» WHAT IS EXPECTED
From the entries below, transcribe exactly the lines between the line holding "PR #643, opened 2019-09-06" and the line holding "License, Version 2.0", inclusive; skip all other lines.

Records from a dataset
- - -

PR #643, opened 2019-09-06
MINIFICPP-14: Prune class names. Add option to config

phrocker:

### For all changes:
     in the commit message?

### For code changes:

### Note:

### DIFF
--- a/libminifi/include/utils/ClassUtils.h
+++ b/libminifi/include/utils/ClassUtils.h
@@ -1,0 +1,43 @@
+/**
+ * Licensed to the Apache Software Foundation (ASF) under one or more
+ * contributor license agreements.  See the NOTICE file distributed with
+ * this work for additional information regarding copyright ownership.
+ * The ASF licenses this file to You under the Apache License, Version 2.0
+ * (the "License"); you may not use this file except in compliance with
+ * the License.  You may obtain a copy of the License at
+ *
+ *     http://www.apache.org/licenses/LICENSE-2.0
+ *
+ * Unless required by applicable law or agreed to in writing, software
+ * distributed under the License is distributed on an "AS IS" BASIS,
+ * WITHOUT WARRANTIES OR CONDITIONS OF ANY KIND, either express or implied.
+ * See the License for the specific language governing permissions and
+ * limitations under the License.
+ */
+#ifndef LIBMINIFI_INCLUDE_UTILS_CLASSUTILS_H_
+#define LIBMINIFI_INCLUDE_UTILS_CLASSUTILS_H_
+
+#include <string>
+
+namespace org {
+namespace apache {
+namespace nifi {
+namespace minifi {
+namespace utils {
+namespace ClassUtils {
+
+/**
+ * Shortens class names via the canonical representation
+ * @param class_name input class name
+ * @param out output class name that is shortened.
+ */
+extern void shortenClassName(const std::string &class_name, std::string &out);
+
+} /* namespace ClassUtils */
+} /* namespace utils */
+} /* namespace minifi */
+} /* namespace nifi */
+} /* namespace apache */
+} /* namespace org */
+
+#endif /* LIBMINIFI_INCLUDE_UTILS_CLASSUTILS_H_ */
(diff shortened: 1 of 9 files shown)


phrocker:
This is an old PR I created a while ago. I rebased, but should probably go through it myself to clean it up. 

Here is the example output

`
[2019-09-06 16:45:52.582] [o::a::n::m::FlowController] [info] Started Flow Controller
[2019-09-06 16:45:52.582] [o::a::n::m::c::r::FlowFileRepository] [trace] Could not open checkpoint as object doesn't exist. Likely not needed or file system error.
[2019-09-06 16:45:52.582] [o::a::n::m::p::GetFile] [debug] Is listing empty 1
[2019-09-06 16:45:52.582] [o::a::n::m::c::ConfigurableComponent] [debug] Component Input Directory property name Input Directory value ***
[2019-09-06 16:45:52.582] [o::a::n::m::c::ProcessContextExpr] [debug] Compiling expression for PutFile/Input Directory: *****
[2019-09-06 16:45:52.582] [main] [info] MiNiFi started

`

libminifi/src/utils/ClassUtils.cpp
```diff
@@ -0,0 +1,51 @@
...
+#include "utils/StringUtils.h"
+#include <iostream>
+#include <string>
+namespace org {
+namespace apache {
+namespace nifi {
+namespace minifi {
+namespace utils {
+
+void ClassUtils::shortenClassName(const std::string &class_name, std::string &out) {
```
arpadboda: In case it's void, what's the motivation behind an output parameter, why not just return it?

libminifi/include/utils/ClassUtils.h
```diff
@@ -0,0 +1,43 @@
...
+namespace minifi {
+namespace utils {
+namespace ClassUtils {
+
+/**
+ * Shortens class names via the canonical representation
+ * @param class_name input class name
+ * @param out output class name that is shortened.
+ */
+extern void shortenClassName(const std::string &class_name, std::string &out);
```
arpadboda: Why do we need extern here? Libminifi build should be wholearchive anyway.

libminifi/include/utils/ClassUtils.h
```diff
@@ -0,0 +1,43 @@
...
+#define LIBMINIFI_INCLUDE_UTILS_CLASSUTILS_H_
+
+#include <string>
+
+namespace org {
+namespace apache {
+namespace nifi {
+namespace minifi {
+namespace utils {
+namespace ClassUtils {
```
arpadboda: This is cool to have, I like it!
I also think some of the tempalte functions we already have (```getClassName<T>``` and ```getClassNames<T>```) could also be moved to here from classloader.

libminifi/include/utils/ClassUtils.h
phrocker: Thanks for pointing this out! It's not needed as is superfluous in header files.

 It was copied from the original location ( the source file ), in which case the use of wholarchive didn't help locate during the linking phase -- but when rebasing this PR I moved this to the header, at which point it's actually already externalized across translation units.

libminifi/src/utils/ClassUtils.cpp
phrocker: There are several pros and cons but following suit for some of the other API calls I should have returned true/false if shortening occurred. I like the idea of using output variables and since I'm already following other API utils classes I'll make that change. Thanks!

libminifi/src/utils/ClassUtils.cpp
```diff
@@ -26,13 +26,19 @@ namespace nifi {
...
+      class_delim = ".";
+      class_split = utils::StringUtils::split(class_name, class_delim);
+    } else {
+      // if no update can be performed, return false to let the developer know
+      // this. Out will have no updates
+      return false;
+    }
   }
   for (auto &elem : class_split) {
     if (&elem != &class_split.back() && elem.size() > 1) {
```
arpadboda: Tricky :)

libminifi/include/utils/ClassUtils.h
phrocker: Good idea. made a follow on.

- - -

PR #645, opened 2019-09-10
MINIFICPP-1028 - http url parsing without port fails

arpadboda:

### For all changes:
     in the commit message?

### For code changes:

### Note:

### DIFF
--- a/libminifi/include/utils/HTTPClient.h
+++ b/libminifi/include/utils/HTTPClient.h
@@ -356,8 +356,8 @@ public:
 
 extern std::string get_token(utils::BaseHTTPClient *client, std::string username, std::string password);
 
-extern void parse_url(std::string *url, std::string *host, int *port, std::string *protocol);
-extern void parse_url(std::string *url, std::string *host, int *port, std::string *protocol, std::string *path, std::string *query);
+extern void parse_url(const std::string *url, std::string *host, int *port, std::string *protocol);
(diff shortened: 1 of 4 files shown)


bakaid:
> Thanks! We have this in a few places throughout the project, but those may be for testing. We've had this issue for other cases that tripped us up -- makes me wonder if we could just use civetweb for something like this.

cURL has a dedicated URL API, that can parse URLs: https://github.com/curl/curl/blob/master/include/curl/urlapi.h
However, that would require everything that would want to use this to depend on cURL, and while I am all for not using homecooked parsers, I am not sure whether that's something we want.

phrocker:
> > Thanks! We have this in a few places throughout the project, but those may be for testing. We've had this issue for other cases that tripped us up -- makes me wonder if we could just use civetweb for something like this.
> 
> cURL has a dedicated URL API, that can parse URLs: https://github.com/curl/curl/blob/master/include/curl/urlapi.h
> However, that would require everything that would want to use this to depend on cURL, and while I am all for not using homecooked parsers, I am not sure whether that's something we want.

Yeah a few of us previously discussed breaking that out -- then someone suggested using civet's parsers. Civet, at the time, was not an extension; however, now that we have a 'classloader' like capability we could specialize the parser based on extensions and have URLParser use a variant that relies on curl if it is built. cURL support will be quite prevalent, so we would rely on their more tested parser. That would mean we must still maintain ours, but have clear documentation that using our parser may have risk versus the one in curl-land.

- - -

» TASK RESULT
PR #643, opened 2019-09-06
MINIFICPP-14: Prune class names. Add option to config

phrocker:

### For all changes:
     in the commit message?

### For code changes:

### Note:

### DIFF
--- a/libminifi/include/utils/ClassUtils.h
+++ b/libminifi/include/utils/ClassUtils.h
@@ -1,0 +1,43 @@
+/**
+ * Licensed to the Apache Software Foundation (ASF) under one or more
+ * contributor license agreements.  See the NOTICE file distributed with
+ * this work for additional information regarding copyright ownership.
+ * The ASF licenses this file to You under the Apache License, Version 2.0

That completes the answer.